# Saved data entries

PR #561, opened 2026-08-01
fix: publish satellite state artifact when a satellite has no group states

### LINKED ISSUE #537: Publish cleared satellite state artifacts when no groups remain
## Summary

Update the Ground Control state-artifact publication flow so satellites receive a published artifact even when their group-state list is empty.

Currently, `createOrUpdateSatStateArtifact` in `internal/groundcontrol/server/helpers.go` returns without publishing when `states` is empty. This can leave a newly registered satellite with no state artifact and can leave a satellite that was removed from its final group consuming a stale, previously published group list.

## Required changes

- Update the satellite state-artifact/handler flow to publish `SatelliteStateArtifact` with an explicit empty `states` list and the applicable configuration state when there are no group states.
- Verify the registration flow for a satellite with zero groups and the removal flow for a satellite’s final group both publish the cleared artifact.

## Affected areas

- `internal/groundcontrol/server/helpers.go`
- Ground Control satellite registration and group-removal handlers/call sites

## Acceptance criteria

- Registering a satellite with no groups publishes a valid state artifact with `states: []`.
- Removing a satellite from its final group publishes a valid state artifact with `states: []`.
- The artifact retains the expected configuration state.
- Add focused regression coverage for both flows.

## Backlinks

- Originating PR: https://github.com/container-registry/harbor-satellite/pull/536
- Review discussion: https://github.com/container-registry/harbor-satellite/pull/536#discussion_r3629326683
- Requested by: @vg006

krishpinto:
- Fixes: #537

## Description

This PR makes Ground Control publish a satellite state artifact even when the satellite has no group states.

`CreateOrUpdateSatStateArtifact` returned early when `states` was empty, so nothing was published at all. A satellite registered with no groups never received a state artifact, and a satellite removed from its final group kept reading the artifact published before the removal, so it carried on replicating a group it no longer belonged to.

### Changes

- Removed the early return in `internal/groundcontrol/utils/helper.go` so the empty case publishes with an empty states list.
- Dropped `omitempty` from `States` in `internal/groundcontrol/models/models.go`. With the tag in place an empty list is left out of the JSON entirely and the satellite reads that the same as a missing field.
- `getGroupStates` returns a nil slice when a satellite has no groups, and nil marshals to `null` rather than `[]`, so nil is normalized to an empty slice before the artifact is built.
- Added `internal/groundcontrol/utils/helper_test.go`, which is the first test file in that package.

## Additional context

`SatelliteStateArtifact` is marshalled in one place only, and the satellite side unmarshals into a separate type in `internal/satellite/state/state.go`, so dropping `omitempty` does not affect the consumer. The struct carries a `swagger:model` annotation but is not in the committed spec, so nothing needed regenerating.

The tests sit at the unit level. `CreateOrUpdateSatStateArtifact` pushes to a live registry and there is no registry fixture in the repo, so the registration and group removal handlers cannot reach the publish step in a unit test. I checked that both tests fail when the fix is reverted. Happy to add a fixture if you would rather have coverage at the handler level.

<a href="https://cubic.dev/pr/container-registry/harbor-satellite/pull/561?utm_source=github" target="_blank" rel="noopener noreferrer" data-no-image-dialog="true"><picture><source media="(prefers-color-scheme: dark)" srcset="https://www.cubic.dev/buttons/review-in-cubic-dark.svg"><source media="(prefers-color-scheme: light)" srcset="https://www.cubic.dev/buttons/review-in-cubic-light.svg">Review in cubic</picture></a>

## Summary by CodeRabbit

* **Bug Fixes**
  * Satellite state artifacts are now handled consistently when no state data is available.
  * Invalid satellite names are validated before processing.
  * Empty state data can now proceed through artifact creation and validation.

### DIFF
--- a/internal/groundcontrol/server/helpers.go
+++ b/internal/groundcontrol/server/helpers.go
@@ -33,19 +33,36 @@ func isConfigInUse(ctx context.Context, q *database.Queries, config database.Con
 	return len(satellites) > 0, nil
 }
 
-func createOrUpdateSatStateArtifact(ctx context.Context, satelliteName string, states []string, configName string) error {
-	if satelliteName == "" {
-		return fmt.Errorf("the satellite name must be at least one character long")
-	}
+// satelliteStateArtifact is the published form of SatelliteStateArtifact. The
+// generated model tags states as omitempty, so an empty list is left out of the
+// JSON entirely and a satellite cannot tell a cleared state from an unchanged
+// one. The published artifact needs to carry an explicit "states": [].
+type satelliteStateArtifact struct {
+	Config string   `json:"config,omitempty"`
+	States []string `json:"states"`
+}
+
+// buildSatelliteStateArtifact assembles the artifact published for a satellite.
+// A satellite with no group states still needs one, otherwise it either never
+// receives an artifact or keeps consuming a previously published group list, so
+// a nil slice is normalized to an empty one rather than marshaling to null.
+func buildSatelliteStateArtifact(states []string, configName string) satelliteStateArtifact {
 	if states == nil {
 		states = []string{}
 	}
 
-	artifact := SatelliteStateArtifact{
+	return satelliteStateArtifact{
 		States: states,
 		Config: utils.AssembleConfigState(configName),
 	}
-	data, err := json.Marshal(artifact)
+}
+
+func createOrUpdateSatStateArtifact(ctx context.Context, satelliteName string, states []string, configName string) error {
+	if satelliteName == "" {
+		return fmt.Errorf("the satellite name must be at least one character long")
+	}
+
+	data, err := json.Marshal(buildSatelliteStateArtifact(states, configName))
 	if err != nil {
 		return fmt.Errorf("failed to marshal satellite state artifact to JSON: %w", err)
 	}
--- a/internal/groundcontrol/server/helpers.go
+++ b/internal/groundcontrol/server/helpers.go
@@ -34,11 +34,11 @@ func isConfigInUse(ctx context.Context, q *database.Queries, config database.Con
 }
 
 func createOrUpdateSatStateArtifact(ctx context.Context, satelliteName string, states []string, configName string) error {
-	if len(states) == 0 {
-		return nil
-	}
 	if satelliteName == "" {
 		return fmt.Errorf("the satellite name must be at least one character long")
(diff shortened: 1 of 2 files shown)


internal/groundcontrol/utils/helper_test.go
```diff
@@ -0,0 +1,71 @@
...
+			states []string
+		}{
+			{name: "nil states", states: nil},
+			{name: "empty states", states: []string{}},
+		}
+
+		for _, tt := range tests {
+			t.Run(tt.name, func(t *testing.T) {
+				err := CreateOrUpdateSatStateArtifact(context.Background(), "sat-1", tt.states, "cfg")
+				require.ErrorContains(t, err, "HARBOR_URL")
```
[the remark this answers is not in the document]
krishpinto: My bad G, The old subtest only proved the early return was gone and never executed the normalization. I pulled the artifact construction into buildSatelliteStateArtifact so it can be asserted without a registry, and it now covers nil, empty and populated states. Renamed the other subtest to say what it actually guards.

bupd (changes requested):
please resolve conflicts 

thanks for the contribution

internal/groundcontrol/models/models.go
```diff
@@ -6,7 +6,7 @@ import "github.com/container-registry/harbor-satellite/pkg/config"
 //
 // swagger:model SatelliteStateArtifact
 type SatelliteStateArtifact struct {
-	States []string `json:"states,omitempty"`
+	States []string `json:"states"`
```
bupd: this line should not be changed

internal/groundcontrol/utils/helper.go
bupd, line 1: changing here would be right thing to do

bupd (changes requested):

krishpinto:
Hey bupd — rebased and reworked this. Turns out the OAS refactor that landed right around when you reviewed removed `models.go` and moved `CreateOrUpdateSatStateArtifact` out of `utils/helper.go` entirely, so the fix now lives in `server/helpers.go`'s `createOrUpdateSatStateArtifact` instead. Didn't touch the generated model tag — just removed the early return and normalized nil states before building the artifact. Tests and lint pass, ready for another look whenever you get a chance.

# Work required
Go through the records and show every line with the string "cannot" in it.

# Answer space
The tests sit at the unit level. `CreateOrUpdateSatStateArtifact` pushes to a live registry and there is no registry fixture in the repo, so the registration and group removal handlers cannot reach the publish step in a unit test. I checked that both tests fail when the fix is reverted. Happy to add a fixture if you would rather have coverage at the handler level.
+// JSON entirely and a satellite cannot tell a cleared state from an unchanged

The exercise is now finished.